Hydatid disease most frequently involves the liver (50%-70%) and lungs (20%-30%), which can be explained by a hypothesized novel dissemination theory via diaphragmatic lymphatic drainage proposed by Isitmangil et al[5]. However, other organs may be involved as well, such as the brain, heart, bone and muscle (10%)[6]. Subcutaneous location or extension of a hydatid cyst is even more rare[7-9]. This rare localization of echinococcosis presents as painless soft tissue tumors or lipomas and the patient usually does not seek surgical advice.
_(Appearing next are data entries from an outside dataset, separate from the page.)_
PR #671, opened 2026-08-12
feat(security): pin chat model to versioned URL + verify SHA-256 before load

sarim2000:
## Problem

The on-device chat model (`Qwen2.5-1.5B-Instruct-q8-ekv4096.litertlm`) was downloaded from a **bare R2 bucket path** with no version pinning and **no integrity check**:

- `DownloadManager` fetched the file; on `STATUS_SUCCESSFUL` it was marked `READY`.
- `isModelDownloaded()` accepted it on **file size alone** (≥95% of expected).
- `LlmRepository.ensureConversation()` loaded whatever file was at that path into MediaPipe, unconditionally.

So if the served bytes ever changed in place — host account handover, a CDN issue, or an accidental/hostile overwrite — the app would **silently load a swapped model** inside a finance app, with no version bump to make it noticeable. (HTTPS already covers the in-transit case; this is about the object changing at rest.)

Reported privately by an external researcher as a hardening suggestion (not an exploit).

## Change

1. **Versioned, immutable URL** — `MODEL_URL` is now built from `models/$MODEL_VERSION/$MODEL_FILE_NAME` instead of the bucket root, so a given URL always resolves to the same bytes. Publishing a new model means a new versioned key + a hash bump, never an in-place overwrite.
2. **Pinned SHA-256** — `MODEL_SHA256` ships in the app; the downloaded file is hashed and compared before it is ever loaded.
3. **Verify-before-load** — `LlmRepository.ensureConversation()` calls `verifyModelIntegrity()` and refuses to load (deletes the file) on mismatch.
4. **Verify-before-READY** — `ChatViewModel` verifies a freshly-downloaded file before flipping to `READY`; a bad file is deleted and surfaced as an error.

`verifyModelIntegrity()` streams the SHA-256 (64 KB buffer), caches the result per process by file length so we don't re-hash 1.5 GB on every message, and treats a blank hash as "verification intentionally disabled" (logged warning).

## Infra

The model has been copied server-side in R2 to the new versioned key `models/v1/…`. The public URL was downloaded and confirmed to hash to the pinned value; the old root object is left intact for backward compatibility with already-shipped builds.

## Verification

- `./init.sh app` — green (compile + unit tests).
- Public `models/v1/` URL: `HTTP 200`, `Content-Length` 1,597,931,520, SHA-256 == pinned `faa60663…1a2dc9`.
- Recommended follow-up: on-device pass of the download → verify → ready path before release.

### DIFF
--- a/app/src/main/java/com/pennywiseai/tracker/core/Constants.kt
+++ b/app/src/main/java/com/pennywiseai/tracker/core/Constants.kt
@@ -72,10 +72,38 @@ object Constants {
     
     /**
      * LLM Model Configuration
+     *
+     * The chat model is distributed from a **versioned, immutable object key**
+     * and verified against a pinned SHA-256 before it is ever loaded. To publish
+     * a new model: upload it under a fresh [MODEL_VERSION] key (never overwrite an
+     * existing version in place), then bump [MODEL_VERSION] and [MODEL_SHA256]
+     * together. This makes a silently-swapped model impossible to ship.
      */
     object ModelDownload {
-        const val MODEL_URL = "https://pub-fcfb3ffddb184540a758a7fe68249908.r2.dev/Qwen2.5-1.5B-Instruct-q8-ekv4096.litertlm"
         const val MODEL_FILE_NAME = "Qwen2.5-1.5B-Instruct-q8-ekv4096.litertlm"
+
+        /** Bump when a new model build is published under a new versioned key. */
+        const val MODEL_VERSION = "v1"
+
+        private const val R2_PUBLIC_BASE =
+            "https://pub-fcfb3ffddb184540a758a7fe68249908.r2.dev"
+
+        /**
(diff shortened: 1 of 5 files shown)


desledishant10:
Thank you, this is a great fix and a fast one. I really appreciate you taking it seriously and going all the way with it rather than just papering over it.

A few things I especially liked: re-hashing at the load boundary in ensureConversation(), not just after download, closes the time-of-check-to-time-of-use gap cleanly, and moving to the versioned models/v1 key kills the in-place-overwrite problem at its root. Nice touch testing the reject path on-device too, and good call resolving the Greptile P1s before merge, the stale length-cache one in particular was subtle.

I'll credit you by name in the capstone writeup, Sarim (@sarim2000), as you offered. Happy to share the short section once it's public if that's useful. Thanks again, and for building PennyWise.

Total excision of hydatid cysts is the definitive therapy. A thorough preoperative study of the involved organs combining the findings of chest radiograph, ultrasonography, computed tomography and magnetic resonance imaging is necessary. The bilateral subcostal incision performed in this case has the advantage of a better approach to both the abdominal and thoracic lesions, without necessitating the use of standard thoracotomy which is preferred to treat intrathoracic extrapleural hydatid disease. However, repair or reconstruction of the diaphragm poses a technical challenge. If a synthetic mesh is used to close the defect, it must be properly applied and sutured under tension to avoid paradoxical movement and respiratory distress postoperatively. Moreover, septic complications related to mesh reconstruction during these procedures are rare and have not been reported in the literature.